Robots and polymorphism

In this lab you will change a completed Robots game to include polymorphism.

Play the game once and view the code

To obtain directory robots containing source code to your current directory, type
  cp -r ~mc38/labs/robots-polymorph/robots/ robots
Compile and play the game once to observe its behavior.

Next, familiarize yourself with the code. First, skim the README file. I recommend you look at the Unit class, the GameState class and the Game class.

Add polymorphism

Your goal is to incorporate polymorphism into the Robots program. There are several places where polymorphism is appropriate in this program. In order to help you incorporate polymorphism into the Robots program, we give you the following step-by-step approach:

  1. Make draw(), moveTowards() and attacks() virtual in the Unit class. Update subclasses as appropriate. For this part of the lab, the Unit class need not be pure-virtual. Just leave the most common case for these procedures here. Subclasses will only need to override these definitions if they need to. You'll need to add a procedure draw() to which does nothing (or, if you prefer, flags an error). Recompile and run.

  2. Make Junk a subclass of Robot. Override methods moveTowards() and attacks() to behave appropriately for Junk. (You'll need to add a constructor to the Robot class which is called by Junk's constructor.) Recompile and run.

  3. Add a virtual function isJunk() to the Robot class. The function should return bool. Update subclass Junk appropriately. Recompile.

  4. Quite a few changes are required to the GameState class so that only one vector of vector<Robot *> is maintained. (There won't be a vector of Junk.) Make the appropriate changes. Most changes are simple. More significant changes to the logic are required in the constructor and in countCollisions(). The latter procedure can be vastly simplified to make no reference to junkAt(). In fact, you should be able to remove the procedure junkAt() from the GameState class.

  5. Review GameState procedure by procedure once more to be sure all required changes were made. Then, try compiling and debugging.

  6. Unfortunately, your robots program now has a memory leak. There are lots of robots that get created, but never get destroyed. If a player would do really really well in the game, and play for hours, eventually the program would run out of space, bringing it to a grinding halt.

    Add a static variable count to by placing the following line at the top of

      static int count = 0;
    This variable will have file scope.

    Edit so that every call to any of the three Unit::Unit(...) constructors should increment count. Make a virtual destructor Unit::~Unit() whose only purpose is to decrement count. (The destructor needs to be virtual since the class is virtual.)

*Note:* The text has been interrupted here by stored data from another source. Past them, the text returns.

Issue #2841, opened 2025-03-21
Proposal for Handling Orphaned Slaves in Cluster Mode


RiversJin:
### Search before asking

- [ ] I had searched in the [issues](https://github.com/apache/kvrocks/issues) and found no similar issues.

### Motivation

Currently, there is a minor issue in Kvrocks cluster mode: When a slave node is deleted via the controller, the controller only notifies this change to nodes within the cluster. As a result, the deleted slave remains unaware of its removal and continues replication workflows, which is counterintuitive. This proposal aims to resolve this issue.

#### Key Considerations:
1. **Unreliable Controller-to-Node Notification**:  
   Relying on the controller to synchronize deletion events to the target node is unreliable. When a node is deleted, it often indicates an unhealthy state (e.g., network instability). We cannot guarantee successful delivery of deletion notifications (e.g., messages may arrive but fail to return acknowledgments). Thus, unlimited retries on the controller side are not a robust design.

2. **Protocol Flexibility**:  
   While Kvrocks' master-slave replication protocol is inspired by Redis, it is not identical. Introducing additional replication steps distinct from Redis is acceptable.

3. **Topology Synchronization Priority**:  
   The controller does not prioritize updating topology information for the current shard’s master. Consequently, masters must account for potentially stale topology data when validating slave replication requests and avoid outright rejection.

    Recompile and run your program in gdb. After playing two levels, hit C-c C-c in Emacs's gdb buffer, set a breakpoint in one of the Unit classes, continue, and (lastly) inspect the variable. Is the value reasonable? If it keeps growing as you go from level to level, your have a memory leak.

  7. In both the GameState(int numberOfRobots() constructor and the CountCollisions() method you should be able to place a call to delete to return some old robots to the heap. Do so.

    This won't solve the memory leak mentioned above, but it will reduce it. To completely solve it, you'd need to write an appropriate copy constructors, destructor and operator= for the class.

  8. Check-off Be sure to get checked off for this lab.

``Optional'' lab assignments

Listed below are three optional assignments, two of which introduce advanced C++ concepts. Do any or all of the three. They need not be done in order.

You should not treat this as an opportunity to take the afternoon off. If you're done with the day's lab, try to learn something new!

Destructors and copy constructors (optional)

  1. Review the Advanced Topic on pages 583-585 of the text. Feel free to ask us questions about their code. Implement a copy constructor, destructor and overloaded operator= for the GameState class.

  2. Test to be sure there is no memory leak.

Pure virtual classes (optional)

If you have yet to get checked off for the last part, be sure to save a backup copy of your working code.

A pure virtual class declares virtual functions but does not define them. The virtual function declaration needs to include the bizarre incantation = 0 as follows:

  virtual void draw() = 0;	// Declaration in Unit.h
This says, ``I have no intention an object of class Unit, only objects of subclasses of class Unit. Subclasses must define the procedure draw().'' You can still accept Unit's as parameters by reference or by pointer.

  1. Make the Unit class pure virtual by making any changes you feel appropriate. You may need to add a new class, since currently the click is a Unit. Note that Unit's can only be passed as arguments through reference parameters (or pointers), since a Unit object can't exist on it's own; only subclasses of the Unit's class exist.

  2. Clean up the code a bit. Some functionality in the Unit class really belongs in the Robot class. Move those methods which only Robot's use to the Robot class. (Remember that the hero uses the moveTowards method.)

Changing the game (optional)

With virtual classes, it's quite easy to enhance the game by adding, say, a few robots with strange behavior. Do so.